Exercise goal: Set down, please, exactly the lines below that run from the line with "My idea is to" to the line with "things less testable.", both lines included.

Supplied information:
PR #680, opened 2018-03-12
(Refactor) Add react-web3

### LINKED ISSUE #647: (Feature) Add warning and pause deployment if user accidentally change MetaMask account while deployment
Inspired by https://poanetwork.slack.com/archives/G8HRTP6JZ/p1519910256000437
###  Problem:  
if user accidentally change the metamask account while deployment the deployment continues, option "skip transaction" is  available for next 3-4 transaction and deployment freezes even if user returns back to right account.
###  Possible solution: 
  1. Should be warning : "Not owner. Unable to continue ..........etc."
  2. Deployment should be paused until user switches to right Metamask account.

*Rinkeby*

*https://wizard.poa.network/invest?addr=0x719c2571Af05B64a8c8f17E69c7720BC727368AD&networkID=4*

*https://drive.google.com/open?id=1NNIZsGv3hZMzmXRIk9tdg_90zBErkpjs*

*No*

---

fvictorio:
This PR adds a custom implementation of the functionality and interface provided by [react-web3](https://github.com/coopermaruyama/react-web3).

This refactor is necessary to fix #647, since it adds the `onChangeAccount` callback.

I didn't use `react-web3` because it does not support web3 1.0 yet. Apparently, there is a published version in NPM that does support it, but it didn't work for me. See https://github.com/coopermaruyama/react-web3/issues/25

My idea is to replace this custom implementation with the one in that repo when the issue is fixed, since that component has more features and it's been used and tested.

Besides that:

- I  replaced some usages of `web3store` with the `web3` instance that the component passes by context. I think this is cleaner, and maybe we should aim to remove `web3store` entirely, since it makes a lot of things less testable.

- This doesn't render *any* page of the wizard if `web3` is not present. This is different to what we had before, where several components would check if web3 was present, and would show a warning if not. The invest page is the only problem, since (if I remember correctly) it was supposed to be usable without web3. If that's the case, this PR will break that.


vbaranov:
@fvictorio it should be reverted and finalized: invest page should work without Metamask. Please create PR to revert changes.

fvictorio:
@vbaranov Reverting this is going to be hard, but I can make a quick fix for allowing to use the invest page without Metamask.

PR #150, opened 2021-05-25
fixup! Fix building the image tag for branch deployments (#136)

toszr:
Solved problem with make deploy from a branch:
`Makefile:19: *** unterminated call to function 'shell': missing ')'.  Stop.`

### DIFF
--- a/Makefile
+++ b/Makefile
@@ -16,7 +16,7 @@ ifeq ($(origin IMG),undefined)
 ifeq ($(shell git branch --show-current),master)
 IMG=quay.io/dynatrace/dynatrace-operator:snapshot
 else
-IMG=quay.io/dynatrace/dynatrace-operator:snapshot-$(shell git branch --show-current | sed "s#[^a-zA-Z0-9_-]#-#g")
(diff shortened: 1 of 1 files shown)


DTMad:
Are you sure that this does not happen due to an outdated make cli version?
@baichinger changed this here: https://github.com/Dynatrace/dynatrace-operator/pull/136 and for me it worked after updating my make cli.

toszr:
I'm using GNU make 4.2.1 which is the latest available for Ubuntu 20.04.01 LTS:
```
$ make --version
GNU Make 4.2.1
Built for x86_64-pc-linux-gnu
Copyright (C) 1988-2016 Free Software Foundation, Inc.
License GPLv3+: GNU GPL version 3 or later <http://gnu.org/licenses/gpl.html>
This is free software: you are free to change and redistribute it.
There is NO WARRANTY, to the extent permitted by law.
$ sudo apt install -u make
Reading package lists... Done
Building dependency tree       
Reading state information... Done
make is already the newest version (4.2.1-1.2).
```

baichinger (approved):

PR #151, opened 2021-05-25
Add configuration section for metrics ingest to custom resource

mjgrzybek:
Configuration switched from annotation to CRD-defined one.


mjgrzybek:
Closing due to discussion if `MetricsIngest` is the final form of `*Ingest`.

* * *

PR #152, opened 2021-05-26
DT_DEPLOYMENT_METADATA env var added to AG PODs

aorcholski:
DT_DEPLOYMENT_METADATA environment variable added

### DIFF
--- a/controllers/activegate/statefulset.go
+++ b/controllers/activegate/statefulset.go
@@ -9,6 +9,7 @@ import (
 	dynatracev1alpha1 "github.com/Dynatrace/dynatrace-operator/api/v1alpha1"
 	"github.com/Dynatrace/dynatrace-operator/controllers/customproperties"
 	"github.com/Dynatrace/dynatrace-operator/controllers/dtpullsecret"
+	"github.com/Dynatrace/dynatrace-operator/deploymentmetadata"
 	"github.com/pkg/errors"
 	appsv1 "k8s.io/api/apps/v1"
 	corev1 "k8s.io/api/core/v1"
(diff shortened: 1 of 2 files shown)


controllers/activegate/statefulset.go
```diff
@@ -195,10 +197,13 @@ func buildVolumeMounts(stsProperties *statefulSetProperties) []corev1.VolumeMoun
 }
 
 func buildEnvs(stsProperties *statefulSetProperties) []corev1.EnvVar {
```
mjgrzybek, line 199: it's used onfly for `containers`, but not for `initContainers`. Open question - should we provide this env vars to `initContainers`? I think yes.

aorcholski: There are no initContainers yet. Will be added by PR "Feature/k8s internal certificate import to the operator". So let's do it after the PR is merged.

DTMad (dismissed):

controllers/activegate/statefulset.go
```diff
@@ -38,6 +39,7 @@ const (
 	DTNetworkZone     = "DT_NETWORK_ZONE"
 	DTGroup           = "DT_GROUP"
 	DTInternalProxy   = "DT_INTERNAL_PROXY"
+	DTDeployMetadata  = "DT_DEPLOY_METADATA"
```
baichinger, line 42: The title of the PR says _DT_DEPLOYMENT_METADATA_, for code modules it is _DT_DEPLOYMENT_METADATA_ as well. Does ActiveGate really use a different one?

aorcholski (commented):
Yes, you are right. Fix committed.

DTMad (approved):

Worked solution:
My idea is to replace this custom implementation with the one in that repo when the issue is fixed, since that component has more features and it's been used and tested.

Besides that:

- I  replaced some usages of `web3store` with the `web3` instance that the component passes by context. I think this is cleaner, and maybe we should aim to remove `web3store` entirely, since it makes a lot of things less testable.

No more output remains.